WORK ITEM >>
Take the data below and copy exactly the lines starting at the one with "is this season" and finishing at the one with "PR #840, opened 2021-04-12", both included.

Dataset entries:
# # # #
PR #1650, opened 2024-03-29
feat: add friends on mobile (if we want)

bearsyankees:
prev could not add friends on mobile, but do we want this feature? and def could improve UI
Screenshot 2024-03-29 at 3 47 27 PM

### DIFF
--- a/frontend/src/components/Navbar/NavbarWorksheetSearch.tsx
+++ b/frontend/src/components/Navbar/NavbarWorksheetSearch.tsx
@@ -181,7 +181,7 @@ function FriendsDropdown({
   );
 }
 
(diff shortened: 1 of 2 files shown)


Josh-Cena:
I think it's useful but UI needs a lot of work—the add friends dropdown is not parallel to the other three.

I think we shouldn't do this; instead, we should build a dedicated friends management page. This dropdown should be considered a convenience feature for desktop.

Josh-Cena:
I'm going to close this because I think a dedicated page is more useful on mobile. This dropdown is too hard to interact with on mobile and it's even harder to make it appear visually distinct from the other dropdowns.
# # # #
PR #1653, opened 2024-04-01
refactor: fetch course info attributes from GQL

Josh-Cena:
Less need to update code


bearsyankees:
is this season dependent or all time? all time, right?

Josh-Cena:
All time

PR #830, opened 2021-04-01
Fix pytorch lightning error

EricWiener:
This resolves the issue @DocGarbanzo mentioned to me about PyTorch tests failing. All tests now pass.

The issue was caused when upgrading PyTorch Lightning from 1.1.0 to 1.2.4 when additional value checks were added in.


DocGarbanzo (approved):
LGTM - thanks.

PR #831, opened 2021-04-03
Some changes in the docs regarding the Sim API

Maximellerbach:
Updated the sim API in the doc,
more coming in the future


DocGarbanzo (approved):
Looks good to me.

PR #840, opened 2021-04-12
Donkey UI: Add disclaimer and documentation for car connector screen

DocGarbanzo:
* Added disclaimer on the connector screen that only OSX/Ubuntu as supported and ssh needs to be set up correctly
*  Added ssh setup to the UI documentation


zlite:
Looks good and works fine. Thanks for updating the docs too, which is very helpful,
# # # #
RESPONSE BELOW >>
is this season dependent or all time? all time, right?

Josh-Cena:
All time

PR #830, opened 2021-04-01
Fix pytorch lightning error

EricWiener:
This resolves the issue @DocGarbanzo mentioned to me about PyTorch tests failing. All tests now pass.

The issue was caused when upgrading PyTorch Lightning from 1.1.0 to 1.2.4 when additional value checks were added in.


DocGarbanzo (approved):
LGTM - thanks.

PR #831, opened 2021-04-03
Some changes in the docs regarding the Sim API

Maximellerbach:
Updated the sim API in the doc,
more coming in the future


DocGarbanzo (approved):
Looks good to me.

PR #840, opened 2021-04-12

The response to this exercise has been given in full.